▸ What to do: The answer must consist of every line below that holds the word "builddir".

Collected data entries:
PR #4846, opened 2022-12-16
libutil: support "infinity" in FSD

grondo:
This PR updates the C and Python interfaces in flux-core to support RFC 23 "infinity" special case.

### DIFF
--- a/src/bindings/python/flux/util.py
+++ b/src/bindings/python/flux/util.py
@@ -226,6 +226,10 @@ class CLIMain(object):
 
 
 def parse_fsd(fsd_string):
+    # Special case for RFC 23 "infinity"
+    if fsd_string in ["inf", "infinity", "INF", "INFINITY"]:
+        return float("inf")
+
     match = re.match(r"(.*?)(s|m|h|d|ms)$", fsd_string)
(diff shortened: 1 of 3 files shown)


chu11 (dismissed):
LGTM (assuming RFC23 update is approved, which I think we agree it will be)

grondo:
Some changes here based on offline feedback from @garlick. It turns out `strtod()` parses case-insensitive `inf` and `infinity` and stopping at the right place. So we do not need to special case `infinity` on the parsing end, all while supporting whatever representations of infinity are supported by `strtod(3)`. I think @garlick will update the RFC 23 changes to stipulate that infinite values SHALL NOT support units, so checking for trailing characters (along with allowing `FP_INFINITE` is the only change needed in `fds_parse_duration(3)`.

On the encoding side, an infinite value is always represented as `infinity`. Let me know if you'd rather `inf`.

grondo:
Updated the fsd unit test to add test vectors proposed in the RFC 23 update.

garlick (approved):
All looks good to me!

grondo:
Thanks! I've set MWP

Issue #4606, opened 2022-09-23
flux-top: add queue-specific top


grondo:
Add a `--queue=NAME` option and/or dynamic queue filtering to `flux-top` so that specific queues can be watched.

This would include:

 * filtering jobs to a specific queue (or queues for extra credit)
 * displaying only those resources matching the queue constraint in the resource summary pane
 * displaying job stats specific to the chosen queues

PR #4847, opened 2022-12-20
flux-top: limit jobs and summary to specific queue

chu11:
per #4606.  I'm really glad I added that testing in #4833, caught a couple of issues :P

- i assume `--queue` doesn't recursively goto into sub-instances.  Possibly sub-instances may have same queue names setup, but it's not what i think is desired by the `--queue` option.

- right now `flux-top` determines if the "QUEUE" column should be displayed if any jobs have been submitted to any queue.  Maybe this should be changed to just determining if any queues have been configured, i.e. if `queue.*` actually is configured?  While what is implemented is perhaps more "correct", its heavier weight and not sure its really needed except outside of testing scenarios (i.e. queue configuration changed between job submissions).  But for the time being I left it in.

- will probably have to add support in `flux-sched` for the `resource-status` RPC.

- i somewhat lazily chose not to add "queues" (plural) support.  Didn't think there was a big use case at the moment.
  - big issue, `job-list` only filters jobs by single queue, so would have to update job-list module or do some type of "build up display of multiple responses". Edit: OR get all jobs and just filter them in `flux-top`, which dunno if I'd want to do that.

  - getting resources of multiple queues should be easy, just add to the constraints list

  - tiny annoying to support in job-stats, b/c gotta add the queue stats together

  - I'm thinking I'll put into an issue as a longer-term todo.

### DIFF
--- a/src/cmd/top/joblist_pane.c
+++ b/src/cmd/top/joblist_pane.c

--

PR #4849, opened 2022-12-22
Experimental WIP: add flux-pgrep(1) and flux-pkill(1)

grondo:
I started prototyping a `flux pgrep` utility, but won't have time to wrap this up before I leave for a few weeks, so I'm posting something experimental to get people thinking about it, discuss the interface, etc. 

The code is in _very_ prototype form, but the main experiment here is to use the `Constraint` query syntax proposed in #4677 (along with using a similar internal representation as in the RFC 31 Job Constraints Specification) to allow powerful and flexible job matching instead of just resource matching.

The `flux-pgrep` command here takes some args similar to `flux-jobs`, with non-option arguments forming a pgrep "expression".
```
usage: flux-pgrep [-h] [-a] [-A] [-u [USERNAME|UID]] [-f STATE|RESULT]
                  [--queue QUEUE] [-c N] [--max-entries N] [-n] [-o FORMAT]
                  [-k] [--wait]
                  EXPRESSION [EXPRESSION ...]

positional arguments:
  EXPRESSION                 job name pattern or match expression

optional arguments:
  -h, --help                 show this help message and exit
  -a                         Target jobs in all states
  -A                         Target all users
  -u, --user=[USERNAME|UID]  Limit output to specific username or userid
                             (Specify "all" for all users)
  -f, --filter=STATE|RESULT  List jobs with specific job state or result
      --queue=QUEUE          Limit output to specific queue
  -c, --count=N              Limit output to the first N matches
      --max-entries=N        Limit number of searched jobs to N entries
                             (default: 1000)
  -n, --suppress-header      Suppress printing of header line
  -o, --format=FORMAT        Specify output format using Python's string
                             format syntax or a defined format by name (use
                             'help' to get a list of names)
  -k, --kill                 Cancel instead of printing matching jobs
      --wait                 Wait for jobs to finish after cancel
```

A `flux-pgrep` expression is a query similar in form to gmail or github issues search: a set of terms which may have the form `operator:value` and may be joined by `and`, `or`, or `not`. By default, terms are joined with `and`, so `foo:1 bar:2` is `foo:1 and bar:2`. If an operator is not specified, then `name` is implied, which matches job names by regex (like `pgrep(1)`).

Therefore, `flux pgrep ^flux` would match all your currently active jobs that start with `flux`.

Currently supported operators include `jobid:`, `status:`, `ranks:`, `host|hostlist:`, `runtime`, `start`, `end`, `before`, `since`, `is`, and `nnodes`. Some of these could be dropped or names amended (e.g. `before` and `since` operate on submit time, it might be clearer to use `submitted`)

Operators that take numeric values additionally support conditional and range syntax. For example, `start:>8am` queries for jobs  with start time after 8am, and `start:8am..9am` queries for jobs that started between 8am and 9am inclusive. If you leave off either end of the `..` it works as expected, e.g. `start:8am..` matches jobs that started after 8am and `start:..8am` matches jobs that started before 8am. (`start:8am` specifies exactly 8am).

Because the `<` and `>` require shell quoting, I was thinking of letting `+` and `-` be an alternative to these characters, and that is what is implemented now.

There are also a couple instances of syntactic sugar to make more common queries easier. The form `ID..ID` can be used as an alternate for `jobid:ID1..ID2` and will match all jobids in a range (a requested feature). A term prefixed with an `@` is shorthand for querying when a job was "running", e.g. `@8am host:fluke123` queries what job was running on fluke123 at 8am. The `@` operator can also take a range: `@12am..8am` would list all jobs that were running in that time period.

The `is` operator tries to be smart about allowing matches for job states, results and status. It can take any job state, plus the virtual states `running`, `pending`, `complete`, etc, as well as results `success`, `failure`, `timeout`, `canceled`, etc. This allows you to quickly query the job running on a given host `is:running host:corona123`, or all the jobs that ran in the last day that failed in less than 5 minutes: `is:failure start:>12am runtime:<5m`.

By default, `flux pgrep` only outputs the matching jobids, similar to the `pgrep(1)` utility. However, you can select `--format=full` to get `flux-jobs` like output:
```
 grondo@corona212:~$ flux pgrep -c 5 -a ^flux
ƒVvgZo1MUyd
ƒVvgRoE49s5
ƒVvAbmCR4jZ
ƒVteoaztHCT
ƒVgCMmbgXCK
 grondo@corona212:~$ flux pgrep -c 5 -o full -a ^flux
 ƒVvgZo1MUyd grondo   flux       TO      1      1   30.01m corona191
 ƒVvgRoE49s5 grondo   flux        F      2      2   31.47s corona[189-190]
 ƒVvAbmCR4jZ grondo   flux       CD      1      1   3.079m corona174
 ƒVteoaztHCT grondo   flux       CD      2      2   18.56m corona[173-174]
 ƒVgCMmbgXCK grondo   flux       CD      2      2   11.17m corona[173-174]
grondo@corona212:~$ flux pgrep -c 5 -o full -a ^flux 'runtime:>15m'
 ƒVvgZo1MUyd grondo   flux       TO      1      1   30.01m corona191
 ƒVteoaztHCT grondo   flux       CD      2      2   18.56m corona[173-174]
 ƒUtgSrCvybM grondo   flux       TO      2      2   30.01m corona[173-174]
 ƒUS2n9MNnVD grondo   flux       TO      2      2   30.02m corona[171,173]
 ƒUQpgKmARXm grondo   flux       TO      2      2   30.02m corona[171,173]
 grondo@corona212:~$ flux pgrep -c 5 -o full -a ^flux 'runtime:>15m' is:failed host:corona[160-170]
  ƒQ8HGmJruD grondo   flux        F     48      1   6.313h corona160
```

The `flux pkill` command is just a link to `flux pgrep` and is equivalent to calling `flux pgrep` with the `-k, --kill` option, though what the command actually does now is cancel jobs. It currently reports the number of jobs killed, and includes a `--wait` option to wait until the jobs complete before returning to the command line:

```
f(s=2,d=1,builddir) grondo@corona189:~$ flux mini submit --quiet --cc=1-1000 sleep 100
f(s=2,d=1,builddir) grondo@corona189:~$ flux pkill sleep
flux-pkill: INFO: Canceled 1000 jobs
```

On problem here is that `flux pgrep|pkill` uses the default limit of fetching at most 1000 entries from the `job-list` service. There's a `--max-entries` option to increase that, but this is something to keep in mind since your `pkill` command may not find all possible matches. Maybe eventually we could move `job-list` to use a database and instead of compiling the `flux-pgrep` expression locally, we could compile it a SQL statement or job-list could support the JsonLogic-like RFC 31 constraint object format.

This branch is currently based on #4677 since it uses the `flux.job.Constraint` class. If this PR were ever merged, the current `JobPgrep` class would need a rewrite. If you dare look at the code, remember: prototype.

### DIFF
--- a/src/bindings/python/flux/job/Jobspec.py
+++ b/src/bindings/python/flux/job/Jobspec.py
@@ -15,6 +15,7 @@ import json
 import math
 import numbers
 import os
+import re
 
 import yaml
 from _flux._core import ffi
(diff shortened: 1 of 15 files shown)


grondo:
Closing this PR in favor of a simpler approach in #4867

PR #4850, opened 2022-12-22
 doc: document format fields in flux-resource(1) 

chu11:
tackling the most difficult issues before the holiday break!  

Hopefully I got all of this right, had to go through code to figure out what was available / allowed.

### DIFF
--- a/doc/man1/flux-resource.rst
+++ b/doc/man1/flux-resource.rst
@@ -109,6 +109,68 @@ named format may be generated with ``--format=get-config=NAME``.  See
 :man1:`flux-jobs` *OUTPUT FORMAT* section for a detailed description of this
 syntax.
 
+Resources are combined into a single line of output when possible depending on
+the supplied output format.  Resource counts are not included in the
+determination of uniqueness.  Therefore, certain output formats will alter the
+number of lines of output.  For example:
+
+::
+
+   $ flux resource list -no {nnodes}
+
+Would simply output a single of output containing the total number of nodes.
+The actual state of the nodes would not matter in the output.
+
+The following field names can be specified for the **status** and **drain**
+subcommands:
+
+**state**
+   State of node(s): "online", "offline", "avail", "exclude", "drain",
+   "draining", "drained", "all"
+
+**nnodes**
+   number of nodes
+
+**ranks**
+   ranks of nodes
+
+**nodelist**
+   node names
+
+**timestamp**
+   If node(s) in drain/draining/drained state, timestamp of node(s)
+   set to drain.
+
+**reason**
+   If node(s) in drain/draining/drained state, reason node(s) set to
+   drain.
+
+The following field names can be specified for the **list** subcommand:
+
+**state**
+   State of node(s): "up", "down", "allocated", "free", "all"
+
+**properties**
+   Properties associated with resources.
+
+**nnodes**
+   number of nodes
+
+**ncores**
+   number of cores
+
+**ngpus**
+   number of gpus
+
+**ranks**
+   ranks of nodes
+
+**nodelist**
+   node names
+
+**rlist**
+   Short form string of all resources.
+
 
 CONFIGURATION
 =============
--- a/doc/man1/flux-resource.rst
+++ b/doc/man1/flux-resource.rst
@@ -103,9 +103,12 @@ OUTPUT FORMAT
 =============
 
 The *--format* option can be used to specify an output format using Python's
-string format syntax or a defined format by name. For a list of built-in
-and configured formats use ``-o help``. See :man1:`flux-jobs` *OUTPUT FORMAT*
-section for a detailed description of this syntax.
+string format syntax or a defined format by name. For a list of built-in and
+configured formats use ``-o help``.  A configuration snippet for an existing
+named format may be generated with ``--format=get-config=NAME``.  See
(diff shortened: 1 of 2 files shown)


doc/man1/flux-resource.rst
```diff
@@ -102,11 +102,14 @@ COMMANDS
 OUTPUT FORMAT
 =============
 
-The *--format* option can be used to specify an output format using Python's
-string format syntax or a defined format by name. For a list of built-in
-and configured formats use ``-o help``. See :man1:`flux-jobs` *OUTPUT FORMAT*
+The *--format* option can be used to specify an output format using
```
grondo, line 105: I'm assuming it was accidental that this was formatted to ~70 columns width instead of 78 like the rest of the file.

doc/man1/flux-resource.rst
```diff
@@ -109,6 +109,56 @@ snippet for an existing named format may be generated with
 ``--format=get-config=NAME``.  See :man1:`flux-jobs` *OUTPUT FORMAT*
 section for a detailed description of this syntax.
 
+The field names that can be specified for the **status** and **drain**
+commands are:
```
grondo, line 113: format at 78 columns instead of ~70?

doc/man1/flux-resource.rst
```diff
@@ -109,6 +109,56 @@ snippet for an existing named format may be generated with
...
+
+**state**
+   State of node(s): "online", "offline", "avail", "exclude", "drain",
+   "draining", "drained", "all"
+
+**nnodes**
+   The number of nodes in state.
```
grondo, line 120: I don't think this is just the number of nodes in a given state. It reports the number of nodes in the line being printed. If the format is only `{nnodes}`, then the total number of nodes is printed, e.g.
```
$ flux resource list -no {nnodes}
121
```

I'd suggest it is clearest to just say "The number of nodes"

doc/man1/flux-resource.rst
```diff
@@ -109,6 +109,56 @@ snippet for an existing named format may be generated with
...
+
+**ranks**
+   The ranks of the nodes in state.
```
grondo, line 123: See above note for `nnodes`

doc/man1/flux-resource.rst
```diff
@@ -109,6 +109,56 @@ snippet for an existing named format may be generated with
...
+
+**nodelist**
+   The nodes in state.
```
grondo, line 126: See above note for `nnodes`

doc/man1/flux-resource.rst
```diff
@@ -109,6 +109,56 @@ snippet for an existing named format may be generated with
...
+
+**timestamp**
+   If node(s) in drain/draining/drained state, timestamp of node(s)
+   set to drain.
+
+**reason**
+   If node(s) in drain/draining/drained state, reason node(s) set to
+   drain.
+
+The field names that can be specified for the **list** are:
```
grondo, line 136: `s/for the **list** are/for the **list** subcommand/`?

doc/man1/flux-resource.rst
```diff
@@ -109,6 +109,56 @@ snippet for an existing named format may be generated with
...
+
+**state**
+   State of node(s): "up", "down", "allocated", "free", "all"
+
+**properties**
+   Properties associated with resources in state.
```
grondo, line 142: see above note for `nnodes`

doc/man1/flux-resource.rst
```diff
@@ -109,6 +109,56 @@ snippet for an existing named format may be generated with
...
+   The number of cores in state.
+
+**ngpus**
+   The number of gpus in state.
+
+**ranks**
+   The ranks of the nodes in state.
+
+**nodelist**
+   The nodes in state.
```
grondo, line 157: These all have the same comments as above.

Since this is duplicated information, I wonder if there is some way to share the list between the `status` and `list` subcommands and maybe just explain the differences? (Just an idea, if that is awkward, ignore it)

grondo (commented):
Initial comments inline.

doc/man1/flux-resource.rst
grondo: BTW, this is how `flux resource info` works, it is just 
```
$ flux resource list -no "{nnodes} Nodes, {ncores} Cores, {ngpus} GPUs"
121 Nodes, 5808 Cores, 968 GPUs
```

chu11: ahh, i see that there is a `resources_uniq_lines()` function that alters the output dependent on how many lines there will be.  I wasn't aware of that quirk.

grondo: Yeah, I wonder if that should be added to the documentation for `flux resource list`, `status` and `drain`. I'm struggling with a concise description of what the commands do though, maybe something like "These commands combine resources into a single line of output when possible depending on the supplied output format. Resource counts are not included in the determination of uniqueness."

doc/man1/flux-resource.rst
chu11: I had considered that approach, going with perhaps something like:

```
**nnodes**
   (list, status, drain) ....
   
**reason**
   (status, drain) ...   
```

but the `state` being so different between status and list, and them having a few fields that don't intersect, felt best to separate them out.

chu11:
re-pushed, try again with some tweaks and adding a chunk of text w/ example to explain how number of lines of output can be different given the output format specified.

▸ Exercise result:
f(s=2,d=1,builddir) grondo@corona189:~$ flux mini submit --quiet --cc=1-1000 sleep 100
f(s=2,d=1,builddir) grondo@corona189:~$ flux pkill sleep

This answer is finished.